PR #538, opened 2021-09-14
AS-886: Add optional ToS payload to register routes

MatthewBemis:
Ticket: https://broadworkbench.atlassian.net/browse/AS-886

Tech design: https://docs.google.com/document/d/1hhSbqJyzHWYgNh95B5Vqq_L-cv1Yi3ytP2PoVSZcTRo/edit#heading=h.a2h76s64ql73

---

**PR checklist**

### DIFF
--- a/src/main/scala/org/broadinstitute/dsde/workbench/sam/api/RejectionHandlers.scala
+++ b/src/main/scala/org/broadinstitute/dsde/workbench/sam/api/RejectionHandlers.scala
@@ -10,11 +10,9 @@ import akka.http.scaladsl.marshallers.sprayjson.SprayJsonSupport._
 
 object RejectionHandlers {
 
-  def termsOfServiceErrorReport(tosUrl: String) = ErrorReport(StatusCodes.Forbidden, s"You must accept the Terms of Service in order to register. See ${tosUrl}")
-
   def termsOfServiceRejectionHandler(tosUrl: String) = RejectionHandler.newBuilder().handle {
     case RequestEntityExpectedRejection | MalformedRequestContentRejection(_, _) =>
-      complete(StatusCodes.Forbidden, termsOfServiceErrorReport(tosUrl))
+      complete(StatusCodes.Forbidden, ErrorReport(StatusCodes.Forbidden, s"You must accept the Terms of Service in order to register. See ${tosUrl}"))
   }.result()
 
 }
--- a/src/main/scala/org/broadinstitute/dsde/workbench/sam/api/RejectionHandlers.scala
+++ b/src/main/scala/org/broadinstitute/dsde/workbench/sam/api/RejectionHandlers.scala
@@ -1,0 +1,20 @@
+package org.broadinstitute.dsde.workbench.sam
+package api
+
+import akka.http.scaladsl.model.StatusCodes
+import akka.http.scaladsl.server.Directives.complete
+import akka.http.scaladsl.server.{MalformedRequestContentRejection, RejectionHandler, RequestEntityExpectedRejection}
+import org.broadinstitute.dsde.workbench.model.ErrorReport
+import org.broadinstitute.dsde.workbench.model.ErrorReportJsonSupport.ErrorReportFormat
+import akka.http.scaladsl.marshallers.sprayjson.SprayJsonSupport._
+
+object RejectionHandlers {
+
+  def termsOfServiceErrorReport(tosUrl: String) = ErrorReport(StatusCodes.Forbidden, s"You must accept the Terms of Service in order to register. See ${tosUrl}")
+
+  def termsOfServiceRejectionHandler(tosUrl: String) = RejectionHandler.newBuilder().handle {
+    case RequestEntityExpectedRejection | MalformedRequestContentRejection(_, _) =>
+      complete(StatusCodes.Forbidden, termsOfServiceErrorReport(tosUrl))
+  }.result()
+
+}
--- a/src/main/scala/org/broadinstitute/dsde/workbench/sam/api/UserInfoDirectives.scala
+++ b/src/main/scala/org/broadinstitute/dsde/workbench/sam/api/UserInfoDirectives.scala
@@ -1,12 +1,17 @@
 package org.broadinstitute.dsde.workbench.sam.api
 
+import akka.http.scaladsl.marshallers.sprayjson.SprayJsonSupport._
 import akka.http.scaladsl.model.StatusCodes
-import akka.http.scaladsl.server.Directives.onSuccess
-import akka.http.scaladsl.server.{Directive0, Directive1, Directives}
+import akka.http.scaladsl.server.Directives._
+import akka.http.scaladsl.server.{Directive0, Directive1, Directives, MalformedRequestContentRejection}
 import org.broadinstitute.dsde.workbench.model._
 import org.broadinstitute.dsde.workbench.sam.service.CloudExtensions
 import org.broadinstitute.dsde.workbench.sam._
+import org.broadinstitute.dsde.workbench.sam.api.RejectionHandlers.termsOfServiceRejectionHandler
+import org.broadinstitute.dsde.workbench.sam.config.TermsOfServiceConfig
 import org.broadinstitute.dsde.workbench.sam.dataAccess.DirectoryDAO
+import org.broadinstitute.dsde.workbench.sam.model.SamJsonSupport._
+import org.broadinstitute.dsde.workbench.sam.model.TermsOfServiceAcceptance
 import org.broadinstitute.dsde.workbench.sam.util.SamRequestContext
 
 /**
@@ -15,6 +20,7 @@ import org.broadinstitute.dsde.workbench.sam.util.SamRequestContext
 trait UserInfoDirectives {
   val directoryDAO: DirectoryDAO
   val cloudExtensions: CloudExtensions
+  val termsOfServiceConfig: TermsOfServiceConfig
 
   def requireUserInfo(samRequestContext: SamRequestContext): Directive1[UserInfo]
 
@@ -27,5 +33,20 @@ trait UserInfoDirectives {
         else r
       }
     }
+
+  def withTermsOfServiceAcceptance: Directive0 = {
+    Directives.mapInnerRoute { r =>
+      if(termsOfServiceConfig.enabled) {
+        handleRejections(termsOfServiceRejectionHandler(termsOfServiceConfig.url)) {
+          requestEntityPresent {
+            entity(as[TermsOfServiceAcceptance]) { tos =>
+              if (tos.value.equalsIgnoreCase(termsOfServiceConfig.url)) r
+              else reject(MalformedRequestContentRejection(s"Invalid ToS acceptance", new WorkbenchException(s"ToS URL did not match ${termsOfServiceConfig.url}")))
+            }
+          }
+        }
+      } else r
+    }
+  }
 
 }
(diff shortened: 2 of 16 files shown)


MatthewBemis:
jenkins retest

src/test/scala/org/broadinstitute/dsde/workbench/sam/api/UserRoutesV1Spec.scala
```diff
@@ -38,6 +38,32 @@ class UserRoutesV1Spec extends UserRoutesSpecHelper{
     }
   }
 
+  it should "create a user if ToS is enabled and the user specifies the ToS parameter correctly" in withTosEnabledRoutes { samRoutes =>
+    Post("/register/user/v1?tos=app.terra.bio/#terms-of-service") ~> samRoutes.route ~> check {
```
MatthewBemis: this test (and the v2 equivalent) are failing because `app.terra.bio/#terms-of-service` is not actually an allowed URL parameter, since it contains a forward slash. we'll need to either URL encode this parameter or change the URL that we accept. the reason i didn't jump right on URL encoding this was because that would also force the users to URL encode this parameter, and I'm not sure that we want to do that.

as-is, `/register/user/v1?tos=app.terra.bio/#terms-of-service` gets read as `/register/user/v1?tos=app.terra.bio`

src/main/scala/org/broadinstitute/dsde/workbench/sam/api/UserInfoDirectives.scala
```diff
@@ -28,4 +30,20 @@ trait UserInfoDirectives {
...
+    val failDirective = Directives.failWith(new WorkbenchExceptionWithErrorReport(ErrorReport(StatusCodes.Forbidden, s"You must accept the Terms of Service in order to register. See ${termsOfServiceConfig.url}")))
+
+    Directives.mapInnerRoute { r =>
+      parameter("tos".?) { termsOfServiceUrlOpt =>
+        if(!termsOfServiceConfig.enabled) r //ToS-enforcement is not enabled, so let the request through
+        else {
+          termsOfServiceUrlOpt match {
+            case Some(url) => if(url.equals(termsOfServiceConfig.url)) r else failDirective
+            case None => failDirective //User didn't supply any acknowledgement of ToS, fail directive
+          }
```
davidangb, line 46: your call, you could Scala-simplify this to:
```
if (!termsOfServiceConfig.enabled || termsOfServiceUrlOpt.contains(termsOfServiceConfig.url))
    r
else
    failDirective
```

src/test/scala/org/broadinstitute/dsde/workbench/sam/api/UserRoutesV1Spec.scala
```diff
@@ -38,6 +38,32 @@ class UserRoutesV1Spec extends UserRoutesSpecHelper{
...
+    }
+
+    Post("/register/user/v1?tos=app.terra.bio/#terms-of-service") ~> samRoutes.route ~> check {
+      status shouldEqual StatusCodes.Conflict
+    }
+  }
+
+  it should "forbid the registration if ToS is enabled and the user doesn't specify a ToS parameter" in withTosEnabledRoutes { samRoutes =>
+    Post("/register/user/v1") ~> samRoutes.route ~> check {
+      status shouldEqual StatusCodes.Forbidden
```
davidangb, line 59: I suggest adding `responseAs[ErrorReport].message should startWith "You must accept the Terms of Service in order to register."` or similar here, to distinguish between a Forbidden thrown by the TOS check and a forbidden thrown by something else. This applies to all your new tests that look for Forbidden.

src/test/scala/org/broadinstitute/dsde/workbench/sam/api/UserRoutesV1Spec.scala
davidangb: hm, good point! Going back to the original intent, the goal here is to prove _informed_ consent of the TOS … what can we ask the user to pass in that proves they know where to read the TOS? Some options I can think of:
* include the url `app.terra.bio/#terms-of-service` as-is, unencoded, in a POST body
* include the url, encoded, as a query param
* include two separate query params, something like "?toshost=app.terra.bio&toslocation=terms-of-service"

lastly - this may not be possible - use `/register/user/v1?tos=app.terra.bio#terms-of-service`. Note carefully that this omits the slash between "bio" and "terms-of-service". This relies on two things that need testing:
1. if a user enters `app.terra.bio#terms-of-service` in their browser, does it properly redirect to `https://app.terra.bio/#terms-of-service`? It does in my Chrome, but this may not be universal.
2. Can akka even see/retrieve the "#terms-of-service" portion of that URL? Technically it should be interpreted as a URL fragment and should not even be sent from the browser to the server, so akka may not have access to it at all.

davidangb: one more thought, maybe overkill: what if we stood up a new subdomain/webpage at something like "tos.terra.bio" and asked users to submit that value as the query param?

src/main/scala/org/broadinstitute/dsde/workbench/sam/api/UserInfoDirectives.scala
```diff
@@ -28,4 +33,27 @@ trait UserInfoDirectives {
...
+
+  def optionalEntity: Directive1[Option[TermsOfServiceAcceptance]] = {
+    entity(as[String]).flatMap { stringEntity =>
+      if(stringEntity == null || stringEntity.isEmpty) {
+        provide(Option.empty[TermsOfServiceAcceptance])
+      } else {
+        entity(as[TermsOfServiceAcceptance]).flatMap(e => provide(Some(e)))
+      }
+    }
+  }
```
davidangb, line 50: extracting the entity as String, testing the String, and then (sometimes) extracting the entity as TermsOfServiceAcceptance feels awkward here. Could this run into any `cannot be materialized more than once` errors?

How about setting a custom `RejectionHandler` on the 
`entity(as[TermsOfServiceAcceptance])`, so if the entity could not be unmarshalled to a TOS acceptance, we still send the proper error message? Maybe mix the `requestEntityPresent` directive in too?

src/test/scala/org/broadinstitute/dsde/workbench/sam/api/UserRoutesV1Spec.scala
```diff
@@ -38,6 +39,36 @@ class UserRoutesV1Spec extends UserRoutesSpecHelper{
...
+    }
+  }
+
+  it should "forbid the registration if ToS is enabled and the user doesn't specify the correct ToS url" in withTosEnabledRoutes { samRoutes =>
+    val tos = TermsOfServiceAcceptance("onemillionpats.com")
+    Post("/register/user/v1", tos) ~> samRoutes.route ~> check {
+      status shouldEqual StatusCodes.Forbidden
+      responseAs[ErrorReport].message should startWith("You must accept the Terms of Service in order to register.")
+    }
+  }
```
davidangb, line 70: I suggest another test that posts a payload that won't unmarshal to a `TermsOfServiceAcceptance` class - for instance if the user posted some invalid json, or if they posted some random non-TermsOfServiceAcceptance case class

src/test/scala/org/broadinstitute/dsde/workbench/sam/api/UserRoutesV2Spec.scala
```diff
@@ -38,6 +39,36 @@ class UserRoutesV2Spec extends UserRoutesSpecHelper {
...
+  }
+
+  it should "forbid the registration if ToS is enabled and the user doesn't specify the correct ToS url" in withTosEnabledRoutes { samRoutes =>
+    val tos = TermsOfServiceAcceptance("onemillionpats.com")
+    Post("/register/user/v2/self", tos) ~> samRoutes.route ~> check {
+      status shouldEqual StatusCodes.Forbidden
+      responseAs[ErrorReport].message should startWith("You must accept the Terms of Service in order to register.")
+    }
+  }
+
```
davidangb, line 71: same here - add a test for a non-TermsOfServiceAcceptance payload

davidangb (commented):
A few hopefully not-too-big comments inline, mostly this looks good, thank you!

sagehen03 (approved):

src/main/scala/org/broadinstitute/dsde/workbench/sam/api/UserInfoDirectives.scala
MatthewBemis: That's much better, just pushed this change

src/main/scala/org/broadinstitute/dsde/workbench/sam/api/RejectionHandlers.scala
```diff
@@ -0,0 +1,22 @@
...
+
+object RejectionHandlers {
+
+  def termsOfServiceErrorReport(tosUrl: String) = ErrorReport(StatusCodes.Forbidden, s"You must accept the Terms of Service in order to register. See ${tosUrl}")
+
+  def termsOfServiceRejectionHandler(tosUrl: String) = RejectionHandler.newBuilder().handle {
+    case RequestEntityExpectedRejection =>
+      complete(StatusCodes.Forbidden, termsOfServiceErrorReport(tosUrl))
+    case MalformedRequestContentRejection(_, _) =>
+      complete(StatusCodes.Forbidden, termsOfServiceErrorReport(tosUrl))
```
davidangb: nit: combine these into one case, since they do the same thing:
```suggestion
    case RequestEntityExpectedRejection | MalformedRequestContentRejection(_, _) =>
      complete(StatusCodes.Forbidden, termsOfServiceErrorReport(tosUrl))
```

davidangb (approved):
one syntax nit inline, otherwise :+1:. I don't need to re-review if you don't make any other changes!

MatthewBemis:
unrelated leo test failed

----

YOUR GOAL:
Would you output, from the records above, exactly the run of lines that starts at the line containing "davidangb, line 50: extracting" and ends at the line containing "MatthewBemis: That's much", and only that run?

ANSWER SECTION:
davidangb, line 50: extracting the entity as String, testing the String, and then (sometimes) extracting the entity as TermsOfServiceAcceptance feels awkward here. Could this run into any `cannot be materialized more than once` errors?

How about setting a custom `RejectionHandler` on the 
`entity(as[TermsOfServiceAcceptance])`, so if the entity could not be unmarshalled to a TOS acceptance, we still send the proper error message? Maybe mix the `requestEntityPresent` directive in too?

src/test/scala/org/broadinstitute/dsde/workbench/sam/api/UserRoutesV1Spec.scala
```diff
@@ -38,6 +39,36 @@ class UserRoutesV1Spec extends UserRoutesSpecHelper{
...
+    }
+  }
+
+  it should "forbid the registration if ToS is enabled and the user doesn't specify the correct ToS url" in withTosEnabledRoutes { samRoutes =>
+    val tos = TermsOfServiceAcceptance("onemillionpats.com")
+    Post("/register/user/v1", tos) ~> samRoutes.route ~> check {
+      status shouldEqual StatusCodes.Forbidden
+      responseAs[ErrorReport].message should startWith("You must accept the Terms of Service in order to register.")
+    }
+  }
```
davidangb, line 70: I suggest another test that posts a payload that won't unmarshal to a `TermsOfServiceAcceptance` class - for instance if the user posted some invalid json, or if they posted some random non-TermsOfServiceAcceptance case class

src/test/scala/org/broadinstitute/dsde/workbench/sam/api/UserRoutesV2Spec.scala
```diff
@@ -38,6 +39,36 @@ class UserRoutesV2Spec extends UserRoutesSpecHelper {
...
+  }
+
+  it should "forbid the registration if ToS is enabled and the user doesn't specify the correct ToS url" in withTosEnabledRoutes { samRoutes =>
+    val tos = TermsOfServiceAcceptance("onemillionpats.com")
+    Post("/register/user/v2/self", tos) ~> samRoutes.route ~> check {
+      status shouldEqual StatusCodes.Forbidden
+      responseAs[ErrorReport].message should startWith("You must accept the Terms of Service in order to register.")
+    }
+  }
+
```
davidangb, line 71: same here - add a test for a non-TermsOfServiceAcceptance payload

davidangb (commented):
A few hopefully not-too-big comments inline, mostly this looks good, thank you!

sagehen03 (approved):

src/main/scala/org/broadinstitute/dsde/workbench/sam/api/UserInfoDirectives.scala
MatthewBemis: That's much better, just pushed this change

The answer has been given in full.